As we pick our way across the hall, I study the faces around us, looking for gray eyes and brown hair.

“She isn’t here,” says Alexi. I flush at how obvious I must seem.

“Why not?”

“When she found out you would be in attendance, she refused to come,” he says. “I’m sorry.”

I blink away tears. What did I expect? Did I really think she’d want to see me?

Alexi is obviously familiar with the palace because he leads me directly to a small library. He couldn’t have picked a better spot; I feel so much more at ease here, away from the crowd, with books as my allies and the smell of paper in the air.

Alexi closes the door behind us. He ignores the chairs and sits on the floor, his back against a bookshelf. I hesitate, then take a seat opposite him.

“Mother thinks you want to ruin us. She thinks you were born to destroy us. Bear says she’s wrong.”

“What do you think?”

“I don’t know what to think. That’s why I wanted to talk to you. The things you said on Wychstar made your allegiances pretty clear, but then I can’t help but wonder how much of that was for Max’s benefit.”

My fists loosen and my breath flutters in relief. “You don’t believe I’m on Elvar’s side.”

“Let’s just say I’m having a really hard time believing my own sister would choose our enemy.”

“And you would be right.”

His face breaks into a smile. “So you were putting on a show because of Max.”

“Of course I was,” I say, my words tumbling out as the dam finally breaks. I get to tell the truth at last. “I needed him to trust me. I wanted him to want me on his side. I competed against you so that no one would think I was on yours, but I’ve always been fighting for our family.”

“I knew it,” Alexi says quietly. “I knew you were one of us.”

I don’t reply. I can’t. My throat has closed up and my heart trembles with the sharp, keen ache of joy. I’ve wanted to be one of them all my life.

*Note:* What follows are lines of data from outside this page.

PR #2469, opened 2025-08-28
Add flake support for some older versions of zls

Ratakor:
I think this is useful for when nixpkgs doesn't have up to date zls or when a project uses an older version of zig.
Currently there is 3 versions: master, 0.15.0 and 0.14.0 but I can add more if needed.

Depends on https://github.com/zigtools/zls/pull/2457.
Related issue https://github.com/NixOS/nixpkgs/issues/392896.


Ratakor:
Made two typos but now it works as intended, see [here](https://github.com/Ratakor/zfs-restore/blob/master/flake.nix) for an example.

techatrix:
Providing older ZLS versions is out of scope for this flake. Consider pinning your ZLS input flake.

PR #2510, opened 2025-11-18
more accurately model how build system modules work

Techatrix:
ZLS had an inaccurate view of how modules work in the build system. It would previously merge every module in the entire build graph into one single module which can easily lead to incorrect results in any non trivial project that contains multiple modules. This PR will keep track of each individual module so that analysis can differentiate between them just like how the compiler does it.

Some examples of what has been improved:
- `@import("root")` now actually figures out in which module a given file is in. 
- auto complete for `@import` will only show the modules that have been directly added to the module that the current file belongs to
- `@import("some_name")` will resolve the correct module if there are multiple modules that have imported different modules with `"some_name"` as their name.

One issue this PR doesn't fully address is when there are multiple modules with the same root source file that have conflicting definitions. This is only achievable using multiple compilation units because Zig fortunately disallows sharing a root source file within a single compilation unit.

Related PR #2308

### DIFF
--- a/src/DocumentStore.zig
+++ b/src/DocumentStore.zig
@@ -1436,7 +1436,7 @@ fn createAndStoreDocument(
     };
     errdefer new_handle.deinit();
 
-    if (supports_build_system and isBuildFile(uri) and !isInStd(uri)) {
+    if (supports_build_system and lsp_synced and isBuildFile(uri) and !isInStd(uri)) {
         if (self.getBuildFile(uri)) |build_file| {
             self.invalidateBuildFile(build_file.uri);
         } else {


dotcarmen:
> `@import("root")` now actually figures out in which module a given file is in.

fyi - it seems that can't really be relied upon

https://gist.github.com/dotcarmen/7f186613f1f839427a839c33306af9dd <- the output is:
```
hello, world!
exe says hello
```

what happens when a module is imported by multiple roots? i think it's best to not resolve `@import("root")` to _anything_ to avoid any footguns

techatrix:
> fyi - it seems that can't really be relied upon
> 
> https://gist.github.com/dotcarmen/7f186613f1f839427a839c33306af9dd <- the output is:

I turns out that I have misunderstood the semantic of `@import("root")` as I assumed it would be the root source file a given file is inside but it is root source file of the compilation unit(s) a given file is in. I have updated the PR to handle this which should fix the issue in the example you provided.

> what happens when a module is imported by multiple roots?

Resolve it to all of them. ZLS has something called "either types" that can be used to represent a type that can be one of a given set of types but it's unknown which one it will be.

So `const root = @import("root")` would be internally represented as:
```zig
const root = switch (unknown) {
    0 => @import("main.zig"),
    1 => @import("main2.zig"),
};
```
If `main.zig` and `main2.zig` if both root modules that import the file we are in.

complete example: https://gist.github.com/Techatrix/80b625e5965ca6177ff4360713ffded3

dotcarmen:
i've been running this build pretty successfully, however, as of `0.16.0-dev.1484+d0ba6642b`, i'm getting an error about `LazyPath.getPath` being called during the configure phase

this only occurred after i added `b.addTranslateC` step

dotcarmen:
per https://github.com/zigtools/zls/pull/2564#issuecomment-3738052084:

> I have a similar change in https://github.com/zigtools/zls/pull/2510 (https://github.com/zigtools/zls/commit/c8098a4783a1dc9ae9fc7e6b7dc9076202f907f9) which has not been merged yet, and has gone out of date again.

would it be helpful if i gave you merge commits @Techatrix? I'm not sure what's blocking merging of this PR, but I've been making manual merge commits against master to have the nice QoL improvements from this PR in my daily usage

if there's anything needed to help push this PR over the line, i'd be happy to help.

techatrix:
Thanks for the offer to help. I already have locally rebased this PR which should get it ready to be merged.

I wanted to wait until I could investigate some issues related to [ziglang/translate-c](https://codeberg.org/ziglang/translate-c) which is likely what you mentioned here. The issues were already present before and are unrelated to this PR so they don't have to block it. They are tracked in #2572 and #2573. 

The change in 4e59770c29bc433c1c6e8dc75c076051917bffa4 should at least make the errors about ziglang/translate-c not appear unless you manually navigate to the package in the zig cache.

There’s a moment of silence and then Alexi says, “You’re my twin sister, the other half of me. I don’t think I ever noticed the emptiness where you were supposed to be before I knew to look for it, but I can’t not see it now. I’ve rewritten my entire life with you in it. It’s what I do when I can’t sleep. I try to picture what it would have been like if Mother had never sent you away. Would we have become warriors together? Would you have teased Bear with me, or would you have taken his side? Would Max have betrayed us if he’d known you? Would Elvar have hesitated if there had been three of us to contend with instead of just two? I think of birthdays, banquets, my first day of training, my first day in the schoolroom, the first time I ever kissed a girl, the first time I ever kissed a boy, the first time I held a sword, the first time I won a fight, and I think of how it might have all been if you had been right there with me.”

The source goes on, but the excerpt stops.